╭─ EXTRACTED MATERIAL

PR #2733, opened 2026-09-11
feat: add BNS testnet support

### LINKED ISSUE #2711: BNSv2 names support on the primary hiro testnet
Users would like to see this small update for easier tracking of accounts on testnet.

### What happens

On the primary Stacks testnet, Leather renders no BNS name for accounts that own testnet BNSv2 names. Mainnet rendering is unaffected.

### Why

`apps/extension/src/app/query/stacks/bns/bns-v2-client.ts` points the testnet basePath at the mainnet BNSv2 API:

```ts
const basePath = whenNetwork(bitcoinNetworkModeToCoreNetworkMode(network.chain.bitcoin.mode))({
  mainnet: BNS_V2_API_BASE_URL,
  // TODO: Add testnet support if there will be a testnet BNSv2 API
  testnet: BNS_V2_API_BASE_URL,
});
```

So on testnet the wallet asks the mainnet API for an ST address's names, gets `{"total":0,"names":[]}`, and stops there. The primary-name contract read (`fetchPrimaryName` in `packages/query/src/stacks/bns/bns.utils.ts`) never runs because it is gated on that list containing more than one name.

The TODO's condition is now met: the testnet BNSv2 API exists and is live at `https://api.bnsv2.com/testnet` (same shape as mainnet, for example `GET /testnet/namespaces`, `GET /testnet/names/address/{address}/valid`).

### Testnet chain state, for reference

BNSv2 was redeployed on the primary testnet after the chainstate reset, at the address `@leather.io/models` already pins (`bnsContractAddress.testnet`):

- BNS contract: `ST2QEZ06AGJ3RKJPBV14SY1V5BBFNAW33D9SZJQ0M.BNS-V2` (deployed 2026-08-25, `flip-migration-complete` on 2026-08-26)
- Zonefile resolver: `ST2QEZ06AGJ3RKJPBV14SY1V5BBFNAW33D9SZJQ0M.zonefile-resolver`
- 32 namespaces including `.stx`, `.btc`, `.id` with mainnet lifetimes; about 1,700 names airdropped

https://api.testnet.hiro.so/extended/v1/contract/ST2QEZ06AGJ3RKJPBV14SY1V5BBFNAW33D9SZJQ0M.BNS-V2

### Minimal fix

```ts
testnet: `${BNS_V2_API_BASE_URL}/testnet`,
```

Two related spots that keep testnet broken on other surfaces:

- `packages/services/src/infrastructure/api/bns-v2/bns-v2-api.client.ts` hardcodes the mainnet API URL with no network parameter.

╰─

TO DO: Repeat the records. Match them exactly.

COMPLETED TASK:
PR #2733, opened 2026-09-11
feat: add BNS testnet support

### LINKED ISSUE #2711: BNSv2 names support on the primary hiro testnet
Users would like to see this small update for easier tracking of accounts on testnet.

### What happens

On the primary Stacks testnet, Leather renders no BNS name for accounts that own testnet BNSv2 names. Mainnet rendering is unaffected.

### Why

`apps/extension/src/app/query/stacks/bns/bns-v2-client.ts` points the testnet basePath at the mainnet BNSv2 API:

```ts
const basePath = whenNetwork(bitcoinNetworkModeToCoreNetworkMode(network.chain.bitcoin.mode))({
  mainnet: BNS_V2_API_BASE_URL,
  // TODO: Add testnet support if there will be a testnet BNSv2 API
  testnet: BNS_V2_API_BASE_URL,
});
```

So on testnet the wallet asks the mainnet API for an ST address's names, gets `{"total":0,"names":[]}`, and stops there. The primary-name contract read (`fetchPrimaryName` in `packages/query/src/stacks/bns/bns.utils.ts`) never runs because it is gated on that list containing more than one name.

The TODO's condition is now met: the testnet BNSv2 API exists and is live at `https://api.bnsv2.com/testnet` (same shape as mainnet, for example `GET /testnet/namespaces`, `GET /testnet/names/address/{address}/valid`).

### Testnet chain state, for reference

BNSv2 was redeployed on the primary testnet after the chainstate reset, at the address `@leather.io/models` already pins (`bnsContractAddress.testnet`):

- BNS contract: `ST2QEZ06AGJ3RKJPBV14SY1V5BBFNAW33D9SZJQ0M.BNS-V2` (deployed 2026-08-25, `flip-migration-complete` on 2026-08-26)
- Zonefile resolver: `ST2QEZ06AGJ3RKJPBV14SY1V5BBFNAW33D9SZJQ0M.zonefile-resolver`
- 32 namespaces including `.stx`, `.btc`, `.id` with mainnet lifetimes; about 1,700 names airdropped

https://api.testnet.hiro.so/extended/v1/contract/ST2QEZ06AGJ3RKJPBV14SY1V5BBFNAW33D9SZJQ0M.BNS-V2

### Minimal fix

```ts
testnet: `${BNS_V2_API_BASE_URL}/testnet`,
```

Two related spots that keep testnet broken on other surfaces:

- `packages/services/src/infrastructure/api/bns-v2/bns-v2-api.client.ts` hardcodes the mainnet API URL with no network parameter.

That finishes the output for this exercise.